ただし、古典的な実装における主な課題は、**order-finding（位数探索）**の部分にあります。

まずは前段として、このorder-findingアルゴリズムの古典的な実装を紹介し、その後で量子アルゴリズムによる位数探索の説明に進みます。

!pip install contfrac==1.0.0 -q

from math import gcd, log2, ceil
import numpy as np
import random
import cudaq
from cudaq import *
import fractions
import matplotlib.pyplot as plt
import contfrac

Shorのアルゴリズムは、整数の素因数分解を効率的に行う量子アルゴリズムです。RSA暗号を破る可能性があることで有名です。

このアルゴリズムのポイントは2つ：

素因数分解の問題を「位数を見つける問題」に変える
位数（ある数を何乗すると1になるか）を量子計算で求める

流れは以下の通り：

$N$ が偶数なら終了（2が因数）
ランダムな数 $ a $ を選ぶ
$a$ と $N$ に共通の因数があれば、それが答え
$a$ の位数 $r$ を見つける
$a^{r/2} \pm 1$ と $N$ に共通因数があれば、それが答え
ダメなら繰り返す

また、「位数を見つける」ことは「周期を見つける」ことと同じ意味で使われます。

def shors_algorithm(N, initial, quantum):
    """ Factor N using Shor's algorithm with initial starting value and choice of
    using either classical or quantum approach for the period finding step
    Parameters
    ----------
    N: int
        Integer to be factored (assumed to be non-prime and >1)
    initial: int
        Initial choice of the random integer between 2 and N-1
    quantum: boolean
        True if we will call the quantum order-finding algorithm, and false if we call the classical one for step 3.

    Returns
    -------
    a1, a2: int
        Non-trivial factors of N
    """

    # 0. Check to see if N is even.
    if N % 2 == 0:
        divisor1 = 2
        divisor2 = N // 2
        print("Found factors:", divisor1, divisor2)
        return (divisor1, divisor2)

    attempts = [initial]
    while (True):
        # 1. Select a random integer between 2 and N-1
        if len(attempts) == 1:
            a = initial
        else:
            a = random.choice(
                [n for n in range(N - 1) if n not in attempts and n != 1])

        # 2. See if the integer selected in step 1 happens to factor N
        print("Trying a =", a)
        divisor1 = gcd(a, N)
        if divisor1 != 1:
            divisor2 = N // divisor1
            print("Found factors of N={} by chance: {} and {}".format(
                N, divisor1, divisor2))
            return (divisor1, divisor2)

        # 3. Find the order of a mod N (i.e., r, where a^r = 1 (mod N))
        if quantum == True:
            r = find_order_quantum(a, N)
        else:
            r = find_order_classical(a, N)
        print("The order of a = {} is {}".format(a, r))

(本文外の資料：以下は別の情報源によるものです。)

Issue #10205, opened 2021-07-20
[DarkMode] Edge/border around main window/edit zone


ozone10:
Currently in Npp v8.1.2 `No edge` has no effect in dark mode.
![image](https://user-images.githubusercontent.com/55940305/126368419-ccd30482-747c-47f2-afdf-a18e86216654.png)

What about using `WS_BORDER` style instead of `WS_EX_CLIENTEDGE` in dark mode.
![image](https://user-images.githubusercontent.com/55940305/126368739-730189ce-ce9a-40f9-81a3-42ddd87494d0.png)

mere-human:
Shall we create a special tag for dark mode issues?

ozone10:
I think there is already Dark mode label.

PR #10211, opened 2021-07-20
Restore edit zone border in dark mode

ozone10:
Restore functionality for option `No edge` in preference when using dark mode.

fix https://github.com/notepad-plus-plus/notepad-plus-plus/issues/10205

I did not run tabify on "Notepad_plus.cpp" and "ScintillaEditView.cpp", because both of them contain nearly same amount of tab and space lines.


donho:
@ozone10 
Please revert all the formatting and keep only the modification- I prefer to keep the complete history when I use blame.

donho (changes requested):
Remove all the reformatting for using "git blame" afterward.

donho (approved):

Issue #10027, opened 2021-06-18
Dark Mode: Find Dialog, Visual Glitch


MarkusBodensee:
### Description of the Issue
There is a visual glitch at the `Find what` combo box when opening the find dialog in dark mode. Does not happen in normal mode.

### Steps to Reproduce the Issue
1. Enable Dark Mode and restart Nodepad++ as recommended.
2. Open find dialog with `Ctrl + F`.
3. See visual glitch at the `Find what` combo box.

- Hovering the combo box or click on any other control --> visual glitch disappears.
- Click to edit view, which makes find dialog inactive --> visual glitch disappears.

### Expected Behavior
No visual glitch.

### Actual Behavior
![SearchReplaceV8 1](https://user-images.githubusercontent.com/82021174/122533510-f18d4e80-d021-11eb-9c6e-f768abdcd5e7.png)

### Debug Information
Notepad++ v8.1   (64-bit)
Build time : Jun 17 2021 - 01:56:07
Path : C:\Program Files\Notepad++\notepad++.exe
Command Line : 
Admin mode : OFF
Local Conf mode : OFF
Cloud Config : OFF
OS Name : Windows 10 Enterprise (64-bit) 
OS Version : 1909
OS Build : 18363.1556
Current ANSI codepage : 1252
Plugins : DSpellCheck.dll mimeTools.dll NppConverter.dll NppExport.dll

rimrul:
> Hovering the combo box or click on any other control --> visual glitch disappears.
    Click to edit view, which makes find dialog inactive --> visual glitch disappears.

Resizing the dialog window makes it re-appear in v8.1.1

PR #10220, opened 2021-07-21
Dark find and replace dialog enhancement and fixes

ozone10:
Make color more consistent.
Fix bug with trackbar (Transparency option) not changing background,
when changing background color.
Fix visual glitch.
Enhancement to combobox, including DPI fixes.
Make listbox of combobox use dark scrollbar.

fix https://github.com/notepad-plus-plus/notepad-plus-plus/issues/10027
fix https://github.com/notepad-plus-plus/notepad-plus-plus/issues/10221


PowerEditor/src/NppDarkMode.cpp
```diff
@@ -983,7 +983,7 @@ namespace NppDarkMode
 		GetThemeBackgroundContentRect(buttonData.hTheme, hdc, BP_GROUPBOX, iStateID, &rcBackground, &rcContent);
 		ExcludeClipRect(hdc, rcContent.left, rcContent.top, rcContent.right, rcContent.bottom);
 
-		DrawThemeParentBackground(hwnd, hdc, &rcClient);
+		//DrawThemeParentBackground(hwnd, hdc, &rcClient);
```
ozone10, line 986: This is causing visual glitch, currently only commented, in case there is some side effect.
But I have not noticed anything for now.

PowerEditor/src/NppDarkMode.cpp
```diff
@@ -93,7 +93,7 @@ namespace NppDarkMode
 		HEXRGB(0xE0E0E0),	// textColor
 		HEXRGB(0xC0C0C0),	// darkerTextColor
 		HEXRGB(0x808080),	// disabledTextColor
-		HEXRGB(0x808080)	// edgeColor
+		HEXRGB(0x646464)	// edgeColor
```
ozone10, line 96: use same color as system border

PowerEditor/src/NppDarkMode.cpp
```diff
@@ -184,7 +184,7 @@ namespace NppDarkMode
...
```
ozone10, line 187: use same color as system border

donho (changes requested):
Remove all the reformatting for using "git blame" afterward.

ozone10:
@donho 
> Remove all the reformatting for using "git blame" afterward.

you mean trimmed lines?

donho:
@ozone10 
Yes. Not only for the `git blame`, but also it's hard to review the code - I know I can hide the space from GitHub interface, but there are the other contributors with whom I apply "No formatting" rule.

ozone10:
Ok will fix it now.

ozone10:
btw I don't know if github support blame with ignoring whitespace.
but `git blame -w` command should allow to ignore whitespace changes

donho:
Noted. 
I use usually git blame in VS or on Github. So let's keep the current white spaces.

donho (approved):

PR #10225, opened 2021-07-22
Update portuguese.xml

hugok79:
For commit:
https://github.com/notepad-plus-plus/notepad-plus-plus/commit/8e38b9dabab11da0b7f3972a99e2d15a0a6cdeb6


donho:
Here is the diff between v8.1.2 & v8.1.3:
https://github.com/notepad-plus-plus/notepad-plus-plus/issues/10297

Could you check it and confirm me it's all done (or you prefer do it later in the next release)?
Thank you.

hugok79:
Replaced with "PR 10298"
@donho

Issue #10226, opened 2021-07-22
[DarkMode] Dark Style Configurator


ozone10:
Notepad++ v8.1.2 doesn't apply dark mode on Style Configurator.
![image](https://user-images.githubusercontent.com/55940305/126678101-9415849e-bb0e-410c-81c8-8e7c6977398d.png)

Part of https://github.com/notepad-plus-plus/notepad-plus-plus/issues/10171

PR #10227, opened 2021-07-22
Apply dark mode on Style Configurator

ozone10:
Also create link text color to be used too in about, debug and preference dialogs.

fix https://github.com/notepad-plus-plus/notepad-plus-plus/issues/10226

image


ozone10:
@donho 
I did not create color option in preference because currently it only affect style configurator (yellow title text).

btw both `NppDarkMode.cpp` and `NppDarkMode.h` don't have license comment header.

PR #10228, opened 2021-07-23
update korean.xml 8.1.2

yunbj:


donho:
Here is the diff between v8.1.2 & v8.1.3:
https://github.com/notepad-plus-plus/notepad-plus-plus/issues/10297

Could you check it and confirm me it's all done (or you prefer do it later in the next release)?
Thank you.

yunbj:
@donho
It's ready. Thanks for your comment.

Issue #10230, opened 2021-07-23
[DarkMode] Dark Windows dialog


ozone10:
Notepad++ v8.1.2 does not apply dark mode on Windows dialog.

![image](https://user-images.githubusercontent.com/55940305/126815008-2e61dfcb-3ae6-4dbb-9354-23b502c763ef.png)

related https://github.com/notepad-plus-plus/notepad-plus-plus/issues/10171

PR #10231, opened 2021-07-23
Apply dark mode on Windows dialog

ozone10:
Use background and text colors from style theme in listview.

fix https://github.com/notepad-plus-plus/notepad-plus-plus/issues/10230

Currently does not support dynamic redraw, dialog needs to be closed and reopened to apply new settings.

image
image
image


donho:
> Currently does not support dynamic redraw, dialog needs to be closed and reopened to apply new settings.

I think it's normal, since it's a modal dialog - and there's very little chance that users switch dark mode on/off while Window dialog is opened.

        # 4. If the order of a is found and it is
        # * even and
        # * not a^(r/2) = -1 (mod N),
        # then test a^(r/2)-1 and a^(r/2)+1 to see if they share factors with N.
        # We also want to rule out the case of finding the trivial factors: 1 and N.
        divisor1, divisor2 = test_order(a, r, N)
        if (divisor1 != 0):  # test_order will return a 0 if no factor is found
            print("Found factors of N = {}: {} and {}".format(
                N, divisor1, divisor2))
            return divisor1, divisor2

        # 5. Repeat
        print("retrying...")
        attempts.append(a)

まず、素因数分解の問題を「位数探索問題」に変換する考え方を見てみましょう。これは先ほどのステップ4に該当します。

ここでは、選んだ整数 $a$ と $N$ が互いに素（共通因数が1）であり、 $a$ の位数 $r$ が見つかっているとします。このとき、以下の式が成り立ちます：

a^r \equiv 1 \mod N

もし $r$ が偶数なら、 $r = 2k$ と書けるので：

a^r - 1 = a^{2k} - 1 = (a^k - 1)(a^k + 1)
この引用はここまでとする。